You got your hands on some data that was leaked from a social network and you want to help the poor people.
Luckily you know a government service to automatically block a list of credit cards.
The service is a little old school though and you have to upload a CSV file in the exact format. The upload fails if the CSV file contains invalid data.
The CSV files should have two columns, Name and Credit Card. Also, it must be named after the following pattern:
YYYYMMDD
.csv.
The leaked data doesn't have credit card details for every user and you need to pick only the affected users.
The data was published here:
You don't have much time to act.
What tools would you use to get the data, format it correctly and save it in the CSV file?
Do you have a crazy vim configuration that allows you to do all of this inside your editor? Are you a shell power user and write this as a one-liner? How would you solve this in your favorite programming language?
Show me your solution in the comments below!

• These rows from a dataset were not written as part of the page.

Issue #2226, opened 2020-05-22
Losing unit-aware data on import after initial column mapping


adrian-lara:
### Expected/Actual Behavior
When mapping columns to unit-aware fields, the values are lost after clicking Map Your Data. As expected, the values don't make it to the eventually imported records. See steps to reproduce below.

**Examples are nonsensical (mapping ENERGY STAR Score to an area field), but help illustrate the bug:**
<img width="1189" alt="Screen Shot 2020-05-08 at 2 38 10 PM" src="https://user-images.githubusercontent.com/30608004/82707113-ab0bcb80-9c38-11ea-981c-b427369b0fc1.png">
<img width="1189" alt="Screen Shot 2020-05-08 at 2 38 29 PM" src="https://user-images.githubusercontent.com/30608004/82707121-ad6e2580-9c38-11ea-9371-3a130b2e97ec.png">

### Steps to Reproduce
Import a spreadsheet. Go back and forth between the two mapping pages - actual mapping columns page and mapping confirmation page. 

On the first time visiting the first column mapping page, set mappings to non-unit-aware columns and "Map Your Data". Go back to the first column mapping page. Change the column mappings to include unit-aware fields, and click "Map Your Data".

You should see that this the unit-aware columns has last data. This doesn't seem to happen to non-unit-aware columns.

### Instance Information
Server Instance: `dev1`, `prod`

adrian-lara:
Documenting research:
When "Map Your Data" gets clicked on the initial mapping page, `save_column_mappings` is triggered and gets Columns objects for both the "raw" import file header columns, the corresponding "mapped" SEED columns, and the MappingColumn objects used to associate them. A `get_or_create` query is used to avoid creating multiple Column objects and subsequently ColumnMapping objects. 

Unfortunately, by following the steps detailed above, those additional Column and ColumnMappings objects lead to an ambiguous situation during the `perform_mapping` step where the wrong ColumnMapping object is used to try to build the incoming -State records.

During this, the raw columns were considering an unnecessary factor to decide whether to "get" or "create" a column object - `units_pint`.

adrian-lara:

Thank you all for participating!
I never thought so many people might be willing to submit a solution. This is exactly the overview about different technologies and ways of thinking I anticipated to get.
We have solutions without any coding, solutions in one line of code and solutions with over a hundred lines.
I hope everyone else also learned something new by looking at this different styles!
Make sure to also checkout the solutions on Hackernews, Reddit (and /r/haskell) and dev.to!
Cheers, Jorin
Probably just use awk. Download separately. Do a few test/refinement runs on the first 10/100 lines, output a CSV and call it good. At least if I only had to do it once.
For something longer-term, I'd grab a JSON (parser) and CSV (formatter) library in... whatever language (Haskell is my favorite right now, but it's advantages are not leveraged here.) and do it that way. Once I was happy with the results of a slurp/process/dump with everything in memory, I'd try and refactor to something streaming, in case future dumps where to large to process without swapping.